Se demostró que una inyección subcutánea de 100 mg/kg de galactosa acelera el envejecimiento en ratones. Este valor es equivalente a 6-10 g en los seres humanos y corresponde a 1-2 vasos de leche. También el otro azúcar presente, lactosa, se ha asociado con un mayor riesgo de infarto cardíaco.

Es importante aclarar que la leche materna es saludable para los bebes, y que la mayoría de las personas que toman leche no serían afectadas por su ingesta. Sólo las que tomarían en exceso, lo que equivale a 3 o más vasos de leche por día.

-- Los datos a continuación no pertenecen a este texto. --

PR #218, opened 2019-10-27
Ensure clones of Request are deep clones

### LINKED ISSUE #216: Forbid request cloning
Currently `Request` is still allowed to be cloned, which is used e.g. in `FollowRedirects`, but this will copy the attributes array and its values and share them, resulting in non-sense if things like response timings are stored in the request attributes (see #193).

We could just empty the attributes on cloning, but then we have to remove all other clone operations in the interceptor chain, because those must not null the attributes, otherwise attributes become useless.

I think the best way forward might be to just entirely forbid cloning. Maybe we should introduce an additional property on request that allows to freeze a request object to prevent further modification?

kelunik:
All properties are either immutable for deep clones now.

Fixes #216.

### DIFF
--- a/src/Request.php
+++ b/src/Request.php
@@ -367,27 +367,6 @@ final class Request extends Message
     }
 
     /**
-     * Modify a variable from the request's local storage.
-     *
-     * Each request has its own local storage to which applications and interceptors may read and write data.
-     * Other interceptors which are aware of this data can then access it without the server being tightly coupled to
-     * specific implementations.
-     *
-     * Note: The given callback receives a deep clone of the request's attribute, which can be modified. The result of
-     * the operation will be deeply cloned again, to ensure clones of the request object are deep clones. If the
-     * callback returns null, the passed instance will be used instead of the return value.
-     *
-     * @param string   $name Name of the attribute, should be namespaced with a vendor and package namespace like
-     *     classes.
-     * @param callable $mutator
-     */
-    public function mutateAttribute(string $name, callable $mutator): void
-    {
-        $clone = $this->getAttribute($name);
-        $this->setAttribute($name, $mutator($clone) ?? $clone);
-    }
-
-    /**
      * Assign a variable to the request's local storage.
      *
      * Each request has its own local storage to which applications and interceptors may read and write data.
--- a/src/Request.php
+++ b/src/Request.php
@@ -18,6 +18,16 @@ final class Request extends Message
     public const DEFAULT_HEADER_SIZE_LIMIT = 2 * 8192;
     public const DEFAULT_BODY_SIZE_LIMIT = 10485760;
 
+    private static function clone($value)
+    {
+        if ($value === null || \is_scalar($value)) {
+            return $value;
+        }
+
+        // force deep cloning
+        return \unserialize(\serialize($value), ['allowed_classes' => true]);
+    }
+
     /** @var string[] */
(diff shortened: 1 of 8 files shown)


src/Request.php
```diff
@@ -347,32 +363,56 @@ public function getAttribute(string $name)
...
+     * callback returns null, the passed instance will be used instead of the return value.
+     *
+     * @param string   $name Name of the attribute, should be namespaced with a vendor and package namespace like
+     *     classes.
+     * @param callable $mutator
+     */
+    public function mutateAttribute(string $name, callable $mutator): void
+    {
+        $clone = $this->getAttribute($name);
+        $this->setAttribute($name, $mutator($clone) ?? $clone);
```
kelunik: I'm not sure about this method, yet. It is mostly intended for short closures in PHP 7.4, but usage like `$request->mutateAttribute($name, fn ($attr) => $attr->foo = 'bar');` will result in the attribute becoming `'bar'` instead of `$attr`.

trowski:
The requirement that attributes be serializable makes me rather uncomfortable. This would be a no-go in http-server, so I'm not sure I want to have that kind of restriction in http-client.

kelunik:
Our HTTP server doesn't have any retry mechanism. I thought about it pretty much a whole day and this seems to be the only viable solution to do retries to me.

kelunik:
I thought about that as well, but it doesn't solve the problem with attributes, because we can't ensure they're immutable. We'd have to deeply clone them like in this solution.

This solution has the added benefit that request and response APIs are aligned without response being not really immutable (if we'd change that back, too).

It's basically the best of both worlds, with the only drawback being a slight performance penalty for attributes, but those shouldn't be used too often.

trowski:
Yes – attributes were the reason I didn't like the request being immutable since they weren't really immutable. With this solution, the request could truly be immutable again.

Request headers are still mutable, which I thought was your original concern – `DecompressResponse` sets the `accept-encoding` header, but then on a request retry assumes it did not set the header and does not decode the response.

kelunik:
They're mutable, yes, but as the request object is required to be cloned at every layer, mutability isn't a problem anymore.

trowski:
Requiring cloning is easy to enforce in our code, but I'd be surprised if user interceptors would always remember to clone the request.

kelunik:
That's the exact reason why `HttpClient` instances are required to clone, not interceptors, [I've committed that to master](https://github.com/amphp/http-client/blob/0eaeda0199fafee0bcd9f8af759c90dc54ef210d/src/HttpClient.php#L23-L25) already (by accident).

trowski:
Ok, enforcing that in the client is a much lower bar that I'm more comfortable with. Looks like we need to add `clone` in the `Stream::request()` implementations as well. In turn, we can probably remove `clone` from the `Connection::request()` implementations.

src/Request.php
```diff
@@ -18,6 +18,16 @@ final class Request extends Message
...
     public const DEFAULT_BODY_SIZE_LIMIT = 10485760;
 
+    private static function clone($value)
+    {
+        if ($value === null || \is_scalar($value)) {
+            return $value;
+        }
+
+        // force deep cloning
+        return \unserialize(\serialize($value), ['allowed_classes' => true]);
```
enumag: What about Request::$onPush? Closure is not serializable.

PR #219, opened 2019-11-07
Implement concurrency limits

kelunik:


src/Connection/LimitedConnectionPool.php
```diff
@@ -0,0 +1,62 @@
...
+                    $lock
+                ) {
+                    try {
+                        /** @var Response $response */
+                        $response =  yield $stream->request($request, $cancellationToken);
+                    } finally {
+                        $lock->release();
+                    }
+
+                    // TODO Await body completion
```
kelunik: @trowski We might want to re-introduce the completion promise on `Response` for that that completes as soon as the response is fully read from the socket layer.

Este estudio tiene algunas limitaciones, como no distinguir entre leche entera y descremada, y también sabemos que es complejo cuantificar porciones en la dieta, ambos factores que deberían analizarse en investigaciones posteriores.

Pero, claramente se cuestiona el rol que cumple la leche en la dieta, por lo que deberíamos analizar profundamente este efecto y equipos de investigación a nivel mundial confirmar definitivamente si este producto de origen animal aumenta la mortalidad en los seres humanos.

Referencias: Michaëlsson K et al. Milk intake and risk of mortality and fractures in women and men: cohort Studies. BMJ 2014; 349:g6015 (Published 28 October 2014).

(*) Jorge Dotto es médico genetista especializado en anatomía patológica (Yale University School of Medicine), patologia ginecologica y mamaria (Yale University School of Medicine) y patología molecular & genética (Harvard Medical School).